ACTIVITY. A line qualifies if it holds the string "PanopticPool". Copy every qualifying line from the records.
#### SOURCE DATA ####
PR #6, opened 2023-12-04
feat: transition force exercise to solvency-check model

dyedm1:


contracts/PanopticPool.sol
```diff
@@ -1220,6 +1167,82 @@ contract PanopticPool is ERC1155Holder, Multicall {
         s_collateralToken0.refund(account, msg.sender, refundAmounts.rightSlot());
```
####
RESPONSE TO THE EXERCISE.
contracts/PanopticPool.sol
@@ -1220,6 +1167,82 @@ contract PanopticPool is ERC1155Holder, Multicall {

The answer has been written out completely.